Sec. 8. Section 1, chapter 360, Laws of 1977 ex. sess. as last amended by section 1, chapter 176, Laws of 1985 and RCW 47.60.560 are each amended to read as follows:
In order to provide funds necessary for vessel acquisition, vessel construction, major and minor vessel improvements, and terminal construction and improvements for the Washington state ferries, there shall be issued and sold upon the request of the department general obligation bonds of the state of Washington in the sum of one hundred thirty-five million dollars or such amount thereof as may be required (together with other funds available therefor). If the state of Washington is able to obtain matching funds from the urban mass transportation administration or other federal government agencies for the acquisition of passenger-only vessels capable of operating as an integral part of the Washington state ferries on Puget Sound and the Straits of Juan de Fuca, a sufficient amount of the proceeds of the bonds authorized herein shall be used to pay the state's share of the acquisition cost of the passenger-only vessels. Upon request being made by the department, the state finance committee shall supervise and provide for the issuance, sale, and retirement of the bonds in accordance with chapter 39.42 RCW. The bonds may be sold from time to time in such amounts as may be necessary for the orderly progress in constructing the ferries. The bonds shall be sold in such manner, at such time or times, in such amounts, and at such price or prices as the state finance committee shall determine. The state finance committee may obtain insurance, letters of credit, or other credit facility devices with respect to the bonds and may authorize the execution and delivery of agreements, promissory notes, and other obligations for the purpose of insuring the payment or enhancing the marketability of the bonds. Promissory notes or other obligations issued under this section shall not constitute a debt or the contracting of indebtedness under any constitutional or statutory indebtedness limitation if their payment is conditioned upon the failure of the state to pay the principal of or interest on the bonds with respect to which the promissory notes or other obligations relate. The state finance committee may authorize the issuance of short-term obligations in lieu of long-term obligations for the purposes of more favorable interest rates, lower total interest costs, and increased marketability and for the purposes of retiring the bonds during the life of the project for which they were issued.
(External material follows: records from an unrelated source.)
PR #6167, opened 2023-10-12
fix: support non UTF-8 logs

chris-olszewski:
### Description

This PR adds support for non UTF-8 output from tasks. Previously we would fail if a task produced UTF-8 when attempting to convert it into a `String` via either [`BufRead::lines`](https://doc.rust-lang.org/std/io/trait.BufRead.html#method.lines) or [`BufRead::read_line`](https://doc.rust-lang.org/std/io/trait.BufRead.html#method.read_line)

I'd suggest reviewing this by-commit as each commit should either:
 - add a failing test
 - fix the failing test that was added in the previous commit

### Testing Instructions

Added failing unit tests for dealing with bytes that aren't valid UTF-8.

Tested the behavior of how we handle non-utf8 output in `turbo`:
```
# Script that produces invalid utf8
[0 olszewski@chriss-mbp] /tmp/global $ cat packages/ui/nasty.sh
printf "%b" '\x00\x9f\x92\x96'
[0 olszewski@chriss-mbp] /tmp/global $ turbo_dev build --experimental-rust-codepath --filter=ui --force
ui:build: cache bypass, force executing c1a3e94329df105c
ui:build: 
ui:build: > ui@0.0.0 build /private/tmp/global/packages/ui
ui:build: > ./nasty.sh
ui:build: 
ui:build:
[0 olszewski@chriss-mbp] /tmp/global $ turbo_dev build --experimental-rust-codepath --filter=ui        
ui:build: cache hit, suppressing logs c1a3e94329df105c
ui:build: 
ui:build: > ui@0.0.0 build /private/tmp/global/packages/ui
ui:build: > ./nasty.sh
ui:build: 
ui:build:
```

Sec. 9. Section 2, chapter 360, Laws of 1977 ex. sess. and RCW 47.60.570 are each amended to read as follows:
The proceeds from the sale of the bonds shall be deposited in the Puget Sound capital construction account of the motor vehicle fund and such proceeds shall be available only for the purposes enumerated in RCW 47.60.560, for the payment of bond anticipation notes, if any, and for the payment of the expense incurred in the drafting, printing, issuance, and sale of such bonds. The costs of obtaining insurance, letters of credit, or other credit enhancement devices with respect to the bonds shall be considered to be expenses incurred in the issuance and sale of the bonds.